▶ **Your instructions**: Output only the stretch of the listing that starts at the line containing "PR #1531, opened 2021-02-19" and ends at the line containing "evalStatusLink = activityUsageEntity.getLink(evalStatusRel);", reproduced exactly with both ends.

▶ **Given entries**:
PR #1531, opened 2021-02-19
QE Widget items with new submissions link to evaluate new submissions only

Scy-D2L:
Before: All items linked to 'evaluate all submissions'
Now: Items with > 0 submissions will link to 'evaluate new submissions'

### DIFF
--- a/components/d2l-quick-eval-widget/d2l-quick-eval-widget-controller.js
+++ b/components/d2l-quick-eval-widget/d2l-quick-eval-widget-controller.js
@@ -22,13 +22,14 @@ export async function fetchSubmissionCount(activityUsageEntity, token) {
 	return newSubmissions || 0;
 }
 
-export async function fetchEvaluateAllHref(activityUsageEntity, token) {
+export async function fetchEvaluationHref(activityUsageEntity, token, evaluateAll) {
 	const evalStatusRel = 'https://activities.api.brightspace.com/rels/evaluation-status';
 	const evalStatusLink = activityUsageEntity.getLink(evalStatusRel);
--
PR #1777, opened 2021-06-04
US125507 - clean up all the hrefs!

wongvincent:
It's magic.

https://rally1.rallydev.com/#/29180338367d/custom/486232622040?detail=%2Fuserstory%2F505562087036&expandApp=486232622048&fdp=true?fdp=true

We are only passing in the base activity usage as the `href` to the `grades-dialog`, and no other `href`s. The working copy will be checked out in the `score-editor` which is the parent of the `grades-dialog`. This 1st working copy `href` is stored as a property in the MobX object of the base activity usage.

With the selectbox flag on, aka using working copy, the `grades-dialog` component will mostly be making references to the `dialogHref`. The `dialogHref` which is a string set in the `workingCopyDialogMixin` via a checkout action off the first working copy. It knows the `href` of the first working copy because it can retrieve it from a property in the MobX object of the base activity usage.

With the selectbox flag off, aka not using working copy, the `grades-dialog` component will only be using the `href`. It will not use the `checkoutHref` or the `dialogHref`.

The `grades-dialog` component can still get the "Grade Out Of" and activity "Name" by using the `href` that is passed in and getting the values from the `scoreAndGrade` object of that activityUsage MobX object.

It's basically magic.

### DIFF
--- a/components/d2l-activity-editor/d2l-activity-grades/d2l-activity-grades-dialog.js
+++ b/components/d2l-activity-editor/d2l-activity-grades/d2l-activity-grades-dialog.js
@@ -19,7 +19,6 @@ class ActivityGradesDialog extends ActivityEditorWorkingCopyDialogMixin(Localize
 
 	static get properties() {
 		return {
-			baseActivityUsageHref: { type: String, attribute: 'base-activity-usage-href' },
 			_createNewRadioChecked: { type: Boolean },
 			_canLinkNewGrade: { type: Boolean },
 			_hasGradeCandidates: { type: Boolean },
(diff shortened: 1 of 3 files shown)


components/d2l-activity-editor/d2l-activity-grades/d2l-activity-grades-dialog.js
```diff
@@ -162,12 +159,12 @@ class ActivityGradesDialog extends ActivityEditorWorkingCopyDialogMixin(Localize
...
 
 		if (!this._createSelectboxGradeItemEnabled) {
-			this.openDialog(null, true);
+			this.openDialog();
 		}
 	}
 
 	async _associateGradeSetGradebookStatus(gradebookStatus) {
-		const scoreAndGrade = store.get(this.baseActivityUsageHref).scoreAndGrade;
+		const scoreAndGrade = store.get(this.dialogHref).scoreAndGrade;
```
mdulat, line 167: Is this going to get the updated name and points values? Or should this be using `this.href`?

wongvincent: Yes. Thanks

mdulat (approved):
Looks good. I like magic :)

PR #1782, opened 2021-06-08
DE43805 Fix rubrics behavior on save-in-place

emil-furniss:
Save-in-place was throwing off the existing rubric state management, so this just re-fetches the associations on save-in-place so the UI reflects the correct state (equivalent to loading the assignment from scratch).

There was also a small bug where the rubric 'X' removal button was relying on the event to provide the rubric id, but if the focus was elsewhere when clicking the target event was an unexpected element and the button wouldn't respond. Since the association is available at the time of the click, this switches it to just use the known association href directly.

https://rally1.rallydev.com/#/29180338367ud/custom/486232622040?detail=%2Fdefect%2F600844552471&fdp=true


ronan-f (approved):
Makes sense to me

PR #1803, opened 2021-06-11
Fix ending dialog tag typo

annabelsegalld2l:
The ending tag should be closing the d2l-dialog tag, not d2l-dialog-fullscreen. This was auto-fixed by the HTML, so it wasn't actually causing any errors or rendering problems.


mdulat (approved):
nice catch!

▶ **Written reply**:
PR #1531, opened 2021-02-19
QE Widget items with new submissions link to evaluate new submissions only

Scy-D2L:
Before: All items linked to 'evaluate all submissions'
Now: Items with > 0 submissions will link to 'evaluate new submissions'

### DIFF
--- a/components/d2l-quick-eval-widget/d2l-quick-eval-widget-controller.js
+++ b/components/d2l-quick-eval-widget/d2l-quick-eval-widget-controller.js
@@ -22,13 +22,14 @@ export async function fetchSubmissionCount(activityUsageEntity, token) {
 	return newSubmissions || 0;
 }
 
-export async function fetchEvaluateAllHref(activityUsageEntity, token) {
+export async function fetchEvaluationHref(activityUsageEntity, token, evaluateAll) {
 	const evalStatusRel = 'https://activities.api.brightspace.com/rels/evaluation-status';
 	const evalStatusLink = activityUsageEntity.getLink(evalStatusRel);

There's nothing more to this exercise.